What to do: If a line of the data below contains the string "part", copy it into your answer.

........

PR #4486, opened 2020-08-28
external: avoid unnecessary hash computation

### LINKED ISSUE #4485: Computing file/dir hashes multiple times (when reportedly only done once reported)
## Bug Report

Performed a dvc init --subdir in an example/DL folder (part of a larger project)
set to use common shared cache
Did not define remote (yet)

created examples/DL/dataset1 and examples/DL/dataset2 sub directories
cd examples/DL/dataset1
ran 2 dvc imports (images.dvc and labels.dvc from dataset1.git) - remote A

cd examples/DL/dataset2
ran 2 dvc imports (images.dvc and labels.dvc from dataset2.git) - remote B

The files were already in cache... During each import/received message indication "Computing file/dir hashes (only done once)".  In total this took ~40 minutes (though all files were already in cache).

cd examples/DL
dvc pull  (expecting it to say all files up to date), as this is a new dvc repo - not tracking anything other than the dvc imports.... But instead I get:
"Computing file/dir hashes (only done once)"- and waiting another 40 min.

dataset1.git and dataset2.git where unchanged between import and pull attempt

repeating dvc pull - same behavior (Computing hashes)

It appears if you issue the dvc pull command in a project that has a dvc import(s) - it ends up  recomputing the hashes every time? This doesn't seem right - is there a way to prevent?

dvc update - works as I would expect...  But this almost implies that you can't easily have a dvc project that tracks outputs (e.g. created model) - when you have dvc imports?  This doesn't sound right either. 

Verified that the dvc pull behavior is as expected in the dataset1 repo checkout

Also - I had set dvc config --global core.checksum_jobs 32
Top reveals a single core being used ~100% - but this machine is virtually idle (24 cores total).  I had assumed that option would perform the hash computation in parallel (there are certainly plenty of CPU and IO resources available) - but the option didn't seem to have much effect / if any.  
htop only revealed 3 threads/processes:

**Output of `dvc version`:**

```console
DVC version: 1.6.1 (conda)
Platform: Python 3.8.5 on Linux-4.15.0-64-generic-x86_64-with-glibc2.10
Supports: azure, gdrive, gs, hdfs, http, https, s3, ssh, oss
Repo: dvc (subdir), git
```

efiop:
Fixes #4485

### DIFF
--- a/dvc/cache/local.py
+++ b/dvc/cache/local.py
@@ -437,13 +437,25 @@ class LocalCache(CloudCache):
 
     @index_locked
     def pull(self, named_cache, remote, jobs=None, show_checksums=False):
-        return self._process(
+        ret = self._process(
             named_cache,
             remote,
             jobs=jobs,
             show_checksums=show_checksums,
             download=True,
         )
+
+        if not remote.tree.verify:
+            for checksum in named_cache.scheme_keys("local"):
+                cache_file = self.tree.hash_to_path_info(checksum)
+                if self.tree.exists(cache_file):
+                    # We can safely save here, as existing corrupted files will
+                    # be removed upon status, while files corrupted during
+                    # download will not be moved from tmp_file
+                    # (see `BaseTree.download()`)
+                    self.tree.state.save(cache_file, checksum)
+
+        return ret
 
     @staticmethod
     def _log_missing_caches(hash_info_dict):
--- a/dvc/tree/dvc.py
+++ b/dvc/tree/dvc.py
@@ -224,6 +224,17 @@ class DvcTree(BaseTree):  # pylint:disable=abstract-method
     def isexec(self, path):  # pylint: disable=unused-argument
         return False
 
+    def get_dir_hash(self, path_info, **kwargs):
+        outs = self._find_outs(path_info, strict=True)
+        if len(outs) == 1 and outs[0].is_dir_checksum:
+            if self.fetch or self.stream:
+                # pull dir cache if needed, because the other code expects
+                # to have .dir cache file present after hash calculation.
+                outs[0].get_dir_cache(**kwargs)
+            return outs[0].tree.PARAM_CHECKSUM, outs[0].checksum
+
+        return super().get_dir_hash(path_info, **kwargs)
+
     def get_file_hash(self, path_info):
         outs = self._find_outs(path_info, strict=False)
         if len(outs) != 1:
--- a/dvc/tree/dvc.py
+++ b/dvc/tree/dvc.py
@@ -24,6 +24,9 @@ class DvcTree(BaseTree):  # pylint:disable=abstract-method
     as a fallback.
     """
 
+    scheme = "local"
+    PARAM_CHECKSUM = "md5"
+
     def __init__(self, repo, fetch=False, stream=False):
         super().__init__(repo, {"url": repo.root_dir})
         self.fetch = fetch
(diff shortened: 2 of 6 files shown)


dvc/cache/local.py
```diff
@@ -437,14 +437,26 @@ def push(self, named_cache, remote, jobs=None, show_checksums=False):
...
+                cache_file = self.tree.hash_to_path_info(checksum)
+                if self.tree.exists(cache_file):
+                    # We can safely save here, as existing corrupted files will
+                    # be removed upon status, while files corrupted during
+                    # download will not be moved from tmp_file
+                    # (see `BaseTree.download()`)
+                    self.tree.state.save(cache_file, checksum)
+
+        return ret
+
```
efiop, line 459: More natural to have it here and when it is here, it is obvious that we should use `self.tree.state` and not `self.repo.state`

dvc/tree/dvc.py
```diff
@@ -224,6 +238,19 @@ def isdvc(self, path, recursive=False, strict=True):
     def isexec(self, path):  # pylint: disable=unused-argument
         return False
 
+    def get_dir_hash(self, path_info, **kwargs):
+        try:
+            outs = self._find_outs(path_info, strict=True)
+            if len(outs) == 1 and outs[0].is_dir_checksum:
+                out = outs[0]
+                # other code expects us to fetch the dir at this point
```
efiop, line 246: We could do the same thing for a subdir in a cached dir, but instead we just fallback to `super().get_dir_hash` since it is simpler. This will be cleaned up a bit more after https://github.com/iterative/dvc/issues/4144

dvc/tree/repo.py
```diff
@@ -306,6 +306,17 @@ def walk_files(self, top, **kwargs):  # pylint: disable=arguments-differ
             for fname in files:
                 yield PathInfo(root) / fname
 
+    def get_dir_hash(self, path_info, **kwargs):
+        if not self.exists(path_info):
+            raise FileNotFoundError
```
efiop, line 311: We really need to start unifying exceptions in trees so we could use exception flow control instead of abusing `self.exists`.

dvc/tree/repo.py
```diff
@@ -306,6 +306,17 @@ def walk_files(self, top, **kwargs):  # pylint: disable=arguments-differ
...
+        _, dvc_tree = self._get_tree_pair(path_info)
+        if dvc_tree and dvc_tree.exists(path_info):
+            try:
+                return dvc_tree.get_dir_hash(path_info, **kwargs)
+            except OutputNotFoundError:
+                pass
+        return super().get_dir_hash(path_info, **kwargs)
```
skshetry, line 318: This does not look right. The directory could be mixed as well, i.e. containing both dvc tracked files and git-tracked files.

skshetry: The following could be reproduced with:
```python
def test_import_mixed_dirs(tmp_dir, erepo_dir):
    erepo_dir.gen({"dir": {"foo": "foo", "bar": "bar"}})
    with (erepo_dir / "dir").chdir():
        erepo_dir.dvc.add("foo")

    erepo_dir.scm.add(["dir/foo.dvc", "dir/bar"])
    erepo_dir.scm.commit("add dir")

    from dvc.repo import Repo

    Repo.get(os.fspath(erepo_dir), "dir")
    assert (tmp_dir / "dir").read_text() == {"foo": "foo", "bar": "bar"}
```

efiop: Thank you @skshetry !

........

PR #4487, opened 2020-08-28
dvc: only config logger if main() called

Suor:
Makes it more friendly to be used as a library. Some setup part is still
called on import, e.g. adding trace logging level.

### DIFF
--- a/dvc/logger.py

........

Response below:
Performed a dvc init --subdir in an example/DL folder (part of a larger project)
Makes it more friendly to be used as a library. Some setup part is still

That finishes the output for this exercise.